▶ [WORK INSTRUCTIONS]: The records follow. Filter them to the lines that hold "Thanks".

▶ [Saved entries]:
PR #65, opened 2017-06-06
#64 The `round(num, decimalPlaces)` function doesn't work on locales that use comma as the decimal separator.

### LINKED ISSUE #64: The `round(num, decimalPlaces)` function doesn't work on locales that use comma as the decimal separator.
#### Software versions 
JavaRosa since 7d0e596 (PR #33 , Issue #5).

#### Problem description
The `round(num, decimalPlaces)` function doesn't work on locales that use comma as the decimal mark (Polish Locale for example:)).

I reproduced this problem by running the test suite on my machine which has PL locale.
The suite crashes with the following information:

> java.lang.NumberFormatException: For input string: "14,3"
	at sun.misc.FloatingDecimal.readJavaFormatString(FloatingDecimal.java:2043)
	at sun.misc.FloatingDecimal.parseDouble(FloatingDecimal.java:110)
	at java.lang.Double.parseDouble(Double.java:538)
	at java.lang.Double.valueOf(Double.java:502)
	at org.javarosa.xpath.expr.XPathFuncExpr.round(XPathFuncExpr.java:1055)
	at org.javarosa.xpath.expr.XPathFuncExpr.eval(XPathFuncExpr.java:200)
	at org.javarosa.xpath.test.XPathEvalTest.testEval(XPathEvalTest.java:86)
	at org.javarosa.xpath.test.XPathEvalTest.testEval(XPathEvalTest.java:65)
	at org.javarosa.xpath.test.XPathEvalTest.doTests(XPathEvalTest.java:322)

This comes from test for "round('14.29123456789', 1)" expression but I checked and the suite will fall for any round expression that have more than 0 as the power parameter.

#### Expected behavior
The test just passes.

#### Other information 
The following code causes this behaviour:
```
            final NumberFormat nf = NumberFormat.getNumberInstance();
            nf.setMaximumFractionDigits(numDecimals);
            nf.setGroupingUsed(false);
            return Double.valueOf(nf.format(number));
```
It uses NumberFormat's capabilities to round a decimal number. It works great but this class follows the current locale settings and produces a readable string that matches the locale's rules. The result is later passed to `Double.valueOf` which doesn't handle comma as the decimal separator.

For example, in Poland `nf.format(number)` for `number=14.29123456789` and `numDecimals=1` will return `14,3` instead of `14.3`.

mdudzinski:
Fixes #64.

### DIFF
--- a/src/org/javarosa/xpath/expr/XPathFuncExpr.java
+++ b/src/org/javarosa/xpath/expr/XPathFuncExpr.java
@@ -49,6 +49,7 @@ import java.util.Arrays;
 import java.util.Date;
 import java.util.HashMap;
 import java.util.List;
+import java.util.Locale;
 import java.util.regex.Pattern;
 
 import static java.lang.Double.NEGATIVE_INFINITY;
@@ -1045,7 +1046,10 @@ public class XPathFuncExpr extends XPathExpression {
         }
 
         if (numDecimals >= 0) {
-            final NumberFormat nf = NumberFormat.getNumberInstance();
+            // Some locales use ',' instead of '.' as a decimal separator. Since Double.valueOf
+            // doesn't handle comma as the decimal separator, we must ensure a dot will be used by
+            // forcing the US format locale.
+            final NumberFormat nf = NumberFormat.getNumberInstance(Locale.US);
             nf.setMaximumFractionDigits(numDecimals);
             nf.setGroupingUsed(false);
             return Double.valueOf(nf.format(number));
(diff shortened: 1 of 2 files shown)


dcbriccetti:
Whoops! I caused this recently. Thanks for fixing it. I’ll make a note to always consider the effect of different locales.

lognaturel:
Ooh, I use Collect in French so I really should have noticed @dcbriccetti, don't worry.

Thanks for the detailed issue @mdudzinski and for the nice comments/tests! Will be good for avoiding this kind of problem in the future.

▶ [EXERCISE RESULT]:
Whoops! I caused this recently. Thanks for fixing it. I’ll make a note to always consider the effect of different locales.
Thanks for the detailed issue @mdudzinski and for the nice comments/tests! Will be good for avoiding this kind of problem in the future.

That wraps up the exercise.